Required action: Using the listing below, select the lines with the word "back" and copy them.

Provided entries:
/---
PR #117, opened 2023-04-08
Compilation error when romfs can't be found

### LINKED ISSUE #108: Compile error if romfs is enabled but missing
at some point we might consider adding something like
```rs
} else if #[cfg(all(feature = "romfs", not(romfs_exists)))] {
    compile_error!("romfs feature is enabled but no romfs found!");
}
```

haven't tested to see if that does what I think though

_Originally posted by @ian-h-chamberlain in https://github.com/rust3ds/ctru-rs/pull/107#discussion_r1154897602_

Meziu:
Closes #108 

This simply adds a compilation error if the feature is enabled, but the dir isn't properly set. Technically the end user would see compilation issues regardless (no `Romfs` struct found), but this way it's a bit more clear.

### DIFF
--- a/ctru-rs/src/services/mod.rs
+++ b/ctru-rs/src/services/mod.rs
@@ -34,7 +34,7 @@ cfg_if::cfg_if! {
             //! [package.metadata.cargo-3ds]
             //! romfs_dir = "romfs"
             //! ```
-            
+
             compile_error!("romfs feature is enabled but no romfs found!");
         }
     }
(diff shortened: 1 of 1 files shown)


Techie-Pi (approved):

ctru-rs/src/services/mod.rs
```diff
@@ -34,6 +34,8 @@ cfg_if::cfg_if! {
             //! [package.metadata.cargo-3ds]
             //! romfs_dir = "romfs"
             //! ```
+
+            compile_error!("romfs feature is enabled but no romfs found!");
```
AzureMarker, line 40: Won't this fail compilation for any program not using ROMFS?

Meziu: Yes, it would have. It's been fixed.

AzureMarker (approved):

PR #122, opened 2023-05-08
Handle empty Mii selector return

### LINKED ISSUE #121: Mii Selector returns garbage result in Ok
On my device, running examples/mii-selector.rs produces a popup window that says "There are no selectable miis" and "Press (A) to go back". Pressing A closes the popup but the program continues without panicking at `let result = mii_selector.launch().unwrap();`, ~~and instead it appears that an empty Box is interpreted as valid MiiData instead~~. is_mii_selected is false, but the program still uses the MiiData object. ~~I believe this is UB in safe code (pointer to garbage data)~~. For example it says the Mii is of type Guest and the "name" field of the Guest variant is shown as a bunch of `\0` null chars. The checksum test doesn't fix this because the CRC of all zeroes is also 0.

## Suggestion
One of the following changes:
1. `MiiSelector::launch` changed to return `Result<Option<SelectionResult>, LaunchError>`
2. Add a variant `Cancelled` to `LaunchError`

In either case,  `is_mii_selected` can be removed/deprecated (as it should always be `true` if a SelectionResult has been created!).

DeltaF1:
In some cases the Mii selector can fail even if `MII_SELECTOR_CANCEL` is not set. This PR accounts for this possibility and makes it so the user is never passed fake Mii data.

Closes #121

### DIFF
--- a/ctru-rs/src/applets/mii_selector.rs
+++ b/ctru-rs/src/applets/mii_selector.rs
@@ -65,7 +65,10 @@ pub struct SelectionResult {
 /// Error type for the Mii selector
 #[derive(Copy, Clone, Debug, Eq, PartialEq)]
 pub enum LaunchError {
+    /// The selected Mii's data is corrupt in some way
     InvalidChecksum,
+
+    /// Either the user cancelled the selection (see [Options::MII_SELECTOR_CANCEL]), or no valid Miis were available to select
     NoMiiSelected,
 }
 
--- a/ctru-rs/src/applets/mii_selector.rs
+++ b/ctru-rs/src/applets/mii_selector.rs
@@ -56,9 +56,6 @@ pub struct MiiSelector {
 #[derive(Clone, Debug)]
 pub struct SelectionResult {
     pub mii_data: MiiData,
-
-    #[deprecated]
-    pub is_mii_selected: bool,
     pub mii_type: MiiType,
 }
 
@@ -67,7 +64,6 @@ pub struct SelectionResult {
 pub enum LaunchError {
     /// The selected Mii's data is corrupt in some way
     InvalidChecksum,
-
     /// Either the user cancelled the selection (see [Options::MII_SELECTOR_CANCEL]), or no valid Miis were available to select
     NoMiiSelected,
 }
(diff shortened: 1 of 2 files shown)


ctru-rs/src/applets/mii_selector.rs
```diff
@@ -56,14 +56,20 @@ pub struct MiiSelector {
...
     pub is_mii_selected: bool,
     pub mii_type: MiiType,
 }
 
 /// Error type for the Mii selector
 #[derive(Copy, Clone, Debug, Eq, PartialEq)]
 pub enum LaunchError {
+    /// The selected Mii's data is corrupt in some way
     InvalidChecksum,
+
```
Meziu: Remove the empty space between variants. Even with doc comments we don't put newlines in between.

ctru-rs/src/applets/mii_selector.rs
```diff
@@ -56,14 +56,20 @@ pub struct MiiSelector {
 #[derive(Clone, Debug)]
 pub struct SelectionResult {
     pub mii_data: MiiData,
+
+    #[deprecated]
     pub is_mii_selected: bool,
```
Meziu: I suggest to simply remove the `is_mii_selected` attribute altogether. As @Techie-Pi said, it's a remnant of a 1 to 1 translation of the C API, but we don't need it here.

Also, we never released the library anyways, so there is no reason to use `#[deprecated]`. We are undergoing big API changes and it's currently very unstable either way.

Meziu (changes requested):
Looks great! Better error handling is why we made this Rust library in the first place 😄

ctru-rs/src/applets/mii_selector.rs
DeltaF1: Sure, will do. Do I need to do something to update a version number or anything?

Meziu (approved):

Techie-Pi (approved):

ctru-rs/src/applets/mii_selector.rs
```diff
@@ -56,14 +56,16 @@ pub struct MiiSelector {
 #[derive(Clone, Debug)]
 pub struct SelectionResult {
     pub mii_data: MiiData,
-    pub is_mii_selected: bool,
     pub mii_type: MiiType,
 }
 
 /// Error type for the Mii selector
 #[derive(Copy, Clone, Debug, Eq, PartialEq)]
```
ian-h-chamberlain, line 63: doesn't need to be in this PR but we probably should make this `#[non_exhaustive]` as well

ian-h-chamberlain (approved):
\---
/---
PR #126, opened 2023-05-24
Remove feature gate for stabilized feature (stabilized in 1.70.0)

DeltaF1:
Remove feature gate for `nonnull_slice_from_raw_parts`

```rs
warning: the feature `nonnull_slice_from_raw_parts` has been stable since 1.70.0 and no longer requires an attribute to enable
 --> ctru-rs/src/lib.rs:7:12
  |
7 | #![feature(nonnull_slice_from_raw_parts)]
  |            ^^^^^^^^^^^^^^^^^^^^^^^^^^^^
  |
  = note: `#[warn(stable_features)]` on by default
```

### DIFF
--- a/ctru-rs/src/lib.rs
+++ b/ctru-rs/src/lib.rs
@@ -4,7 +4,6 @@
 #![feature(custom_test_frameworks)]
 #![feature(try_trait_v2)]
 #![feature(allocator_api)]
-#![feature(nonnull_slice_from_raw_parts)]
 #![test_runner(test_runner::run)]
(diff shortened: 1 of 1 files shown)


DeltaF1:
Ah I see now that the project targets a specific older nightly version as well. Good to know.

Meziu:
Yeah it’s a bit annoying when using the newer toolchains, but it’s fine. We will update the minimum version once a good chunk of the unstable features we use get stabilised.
\---
/---
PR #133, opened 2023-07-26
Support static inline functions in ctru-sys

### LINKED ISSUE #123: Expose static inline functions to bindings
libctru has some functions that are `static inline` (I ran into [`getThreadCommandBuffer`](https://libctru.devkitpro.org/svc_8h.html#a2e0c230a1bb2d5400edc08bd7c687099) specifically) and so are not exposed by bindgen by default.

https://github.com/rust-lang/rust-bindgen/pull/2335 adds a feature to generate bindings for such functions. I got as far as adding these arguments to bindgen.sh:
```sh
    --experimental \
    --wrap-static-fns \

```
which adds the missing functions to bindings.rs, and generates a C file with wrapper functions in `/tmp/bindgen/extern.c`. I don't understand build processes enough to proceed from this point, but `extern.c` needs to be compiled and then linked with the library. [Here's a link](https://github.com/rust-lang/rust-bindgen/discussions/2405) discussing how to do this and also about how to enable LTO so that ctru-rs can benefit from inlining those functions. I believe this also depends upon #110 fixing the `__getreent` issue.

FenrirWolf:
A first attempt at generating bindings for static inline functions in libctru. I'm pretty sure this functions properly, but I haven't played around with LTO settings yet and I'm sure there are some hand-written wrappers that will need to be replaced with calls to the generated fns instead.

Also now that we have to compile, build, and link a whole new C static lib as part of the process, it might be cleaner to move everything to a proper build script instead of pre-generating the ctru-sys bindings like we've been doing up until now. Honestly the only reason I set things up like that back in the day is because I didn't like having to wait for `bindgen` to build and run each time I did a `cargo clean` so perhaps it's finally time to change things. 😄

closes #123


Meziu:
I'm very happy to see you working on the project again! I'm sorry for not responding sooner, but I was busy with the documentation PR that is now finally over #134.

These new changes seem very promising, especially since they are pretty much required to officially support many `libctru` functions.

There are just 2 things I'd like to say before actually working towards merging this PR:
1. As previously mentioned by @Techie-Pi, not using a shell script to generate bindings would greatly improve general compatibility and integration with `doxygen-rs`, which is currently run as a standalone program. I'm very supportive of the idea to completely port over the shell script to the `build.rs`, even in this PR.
\---
Exercise result:
On my device, running examples/mii-selector.rs produces a popup window that says "There are no selectable miis" and "Press (A) to go back". Pressing A closes the popup but the program continues without panicking at `let result = mii_selector.launch().unwrap();`, ~~and instead it appears that an empty Box is interpreted as valid MiiData instead~~. is_mii_selected is false, but the program still uses the MiiData object. ~~I believe this is UB in safe code (pointer to garbage data)~~. For example it says the Mii is of type Guest and the "name" field of the Guest variant is shown as a bunch of `\0` null chars. The checksum test doesn't fix this because the CRC of all zeroes is also 0.
Also now that we have to compile, build, and link a whole new C static lib as part of the process, it might be cleaner to move everything to a proper build script instead of pre-generating the ctru-sys bindings like we've been doing up until now. Honestly the only reason I set things up like that back in the day is because I didn't like having to wait for `bindgen` to build and run each time I did a `cargo clean` so perhaps it's finally time to change things. 😄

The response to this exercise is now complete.